Но, вероятно, в этот миг что-то произошло, потому что мы уже ничего вокруг не узнавали. Да, собственно, ничего ине было. Торчал лишь обугленный угол электрического трансформатора, срезанного по диагонали. Он торчал как обломок зуба. Остальное все – поля, дачи, сосны, рощи, Кладбище, станция, церковь времени Иоанна Грозного, тонкая перекрученная струйка родниковой водички, все люди – знакомые и незнакомые, – все перестало существовать, все изменило форму. Волнистый пепел простирался во все стороны до самого пустынного горизонта, по серой черте которого волнисто двигались маленькие шафранно-желтые шапочки лисичек и на коромыслах качались чашечки крошечных весов. А за горизонтом простиралась такая же самая пустота и так далее и так далее до бесконечности, а затем и после бесконечности, а с бесцветного – и, в общем, больше уже не существующего – неба сыпалась странная, невидимая и неощутимая материя, продукт какого-то распада. Наша одежда и наши волосы тоже превращались в ничто и падали неощутимыми частицами сухого тумана, и мы медленно и безболезненно, разматываясь, как клубок шерсти, съеденной молью, стали разматываться, разматываться, разматываться, превращаясь в ничто.

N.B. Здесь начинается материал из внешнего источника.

PR #537, opened 2026-07-07
Refactor: Move Hilt modules from core to data layer

davidjiagoogle:
Refactor Hilt modules to enforce modularization boundaries:

- Created `:data:common` and moved `CommonModule` out of `:core:common`.
- Created `:data:camera:low-light` and moved `LowLightBoostModule` out of `:core:camera:low-light`.
- Created `:data:camera:postprocess` and moved `PostProcessModule` out of `:core:camera:postprocess`.
- Moved `:core:camera:low-light-playservices` to `:data:camera:low-light-playservices`.
- Removed unused Hilt/kapt plugins and dependencies from `:core:common`, `:core:settings`, `:core:camera:low-light`, and `:core:camera:postprocess`.
- Removed unused `hilt.navigation.compose` dependency from `:ui:components:capture` and explicitly declared `androidx.core:core-ktx`.
- Updated all consumer module dependencies and import statements across app, feature, data, and core modules.


core/camera/build.gradle.kts
```diff
@@ -142,6 +142,7 @@ dependencies {
     implementation(project(":core:settings"))
     implementation(project(":core:model"))
     implementation(project(":core:common"))
+    implementation(project(":data:common"))
```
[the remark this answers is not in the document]
davidjiagoogle: Moved the @qualifier annotations back to core:common and added javax.inject:javax.inject to circumvent this

core/camera/low-light-playservices-di/build.gradle.kts
temcguir, line 1: Providing application-wide `CoroutineDispatcher`s and root `CoroutineScope`s is inherently an app-level policy, rather than a discrete capability library. To centralize application architecture, let's delete this `data:common` module and simply move `CommonModule.kt` directly into our `app` module where global configuration belongs.

core/camera/low-light/low-light-di/build.gradle.kts
temcguir, line 1: Similar to the playservices implemention, we shouldn't create a `data` layer module just for Hilt wiring. Instead, rename this to `core:camera:low-light:low-light-di` to house `LowLightBoostModule.kt`. This isolates the Dagger `@Multibinds` logic in a dedicated DI wrapper, leaving the base `low-light` module pure.

core/camera/low-light-playservices/build.gradle.kts
temcguir, line 1: Let's revert the move of `low-light-playservices` to the `data` layer; it provides a core capability implementation and should remain in our `core` libraries as `core:camera:low-light-playservices`. 

To ensure this library is completely DI-agnostic, let's strip the `dagger.hilt.android` plugin from it entirely. Let's create a dedicated `core:camera:low-light-playservices-di` module to house `PlayServicesLowLightBoostModule.kt`. This moves everything into core so others aren't depending on our data layer, but still allows for other apps to choose whether to use our Hilt implementation or not.

core/camera/postprocess/postprocess-di/build.gradle.kts
temcguir, line 1: As with the low-light modules, let's move this out of the `data` layer and rename it to `core:camera:postprocess:postprocess-di`. This gives us a clean DI wrapper for the `PostProcessModule.kt` bindings.

core/common/build.gradle.kts
```diff
@@ -69,6 +67,7 @@ dependencies {
     implementation(libs.androidx.appcompat)
     implementation(libs.kotlinx.atomicfu)
     implementation(libs.androidx.tracing)
+    implementation("javax.inject:javax.inject:1")
```
temcguir: Let's remove this dependency entirely. To be truly pure and unopinionated, our shared `core` libraries shouldn't assume the consumer uses *any* dependency injection (even JSR-330). We should delete the `@Inject` constructors in the core classes, and instead construct them manually inside our `@Provides` blocks within the `-di` and `app` modules.

app/src/main/java/com/google/jetpackcamera/di/AppQualifiers.kt
temcguir, line 1: Let's remove this file from the `core` library. Since our `app` module centrally handles DI via Hilt, the responsibility for Dagger `@Qualifier` annotations belongs in the `app` module. 

We should move these qualifiers (like `@IODispatcher`) into the `app` module (e.g., `app/src/main/java/com/google/jetpackcamera/app/di/AppQualifiers.kt`). The app layer can continue using them to grab the correct dispatchers from its Hilt graph and pass them as standard arguments when building core classes.

temcguir, line 1: nit: Assuming we move this file to the `app` module, we should update the KDocs. The newly added KDocs here (e.g. `Qualifier for the default file path generator.`) are redundant and merely restate the annotation class name. The styleguide dictates that documentation should provide more value than the signature alone (e.g. explaining *why* we need a specific qualifier).

temcguir, line 1: nit: Section 2 of our styleguide enforces using the most restrictive visibility modifier possible (`internal`, `private`). Since these DI modules and qualifiers are strictly internal wiring and shouldn't be exposed as a public API surface, they should be declared as `internal class` and `internal annotation class`.

temcguir (changes requested):

core/common/build.gradle.kts
temcguir: The `@Inject` imports were correctly removed from the classes, however `implementation("javax.inject:javax.inject:1")` is still listed. Please remove.

app/src/main/java/com/google/jetpackcamera/di/AppQualifiers.kt
temcguir, line 1: These new qualifiers are still exposed as public API surfaces. Please update them to `internal annotation class` as per the styleguide.

temcguir (approved):
Two minor pieces of feedback from the last check were missed. Could you address these before we merge?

Нам совсем не было страшно, а только бесконечно грустно.
– Вернемся назад, – успела промолвить жена, становясь совсем прозрачной, размытой и неподвижной, как сновидение или даже как воспоминание о сновидениях. Она прижалась к моему плечу, тая на глазах и теряя вес, и я понимал, что мы уже никогда никуда не вернемся, потому что я не мог вспомнить названия вечнозеленого куста, усыпанного среди зимы очень яркими пунцовыми цветами, а лишь одно это могло спасти нас: за серой пеленой неба, улетая в мировое пространство, уже безмолвно бушевало и лизало со всех сторон Вселенную странное пламя распадающейся материи, невидимое, неощутимое, холодное и вместе с тем распространявшее острый, неприятно свежий запах железной ржавчины, запах кислорода, которым я, оказывается, давно уже дышал через гуттаперчевые трубки, глубоко вставленные в ноздри, слыша, как на губах сквозь марлю шипят пузырьки кислорода, и довольно ясно понимая, что я уже не сплю, а лежу на высокой хирургической кровати в своей палате, что черная кровь, которая по капле стекает в банку из дренажей, есть моя кровь, что за окном внизу сияет сад моей души, что узкоглазый анестезиолог не забыл меня разбудить, что человек не может умереть, не родившись, а родиться, не умерев, и что сравнительно недалеко, возле Святого колодца, вероятно, попрежнему стоит знакомый старик и терпеливо моет свои бутылки.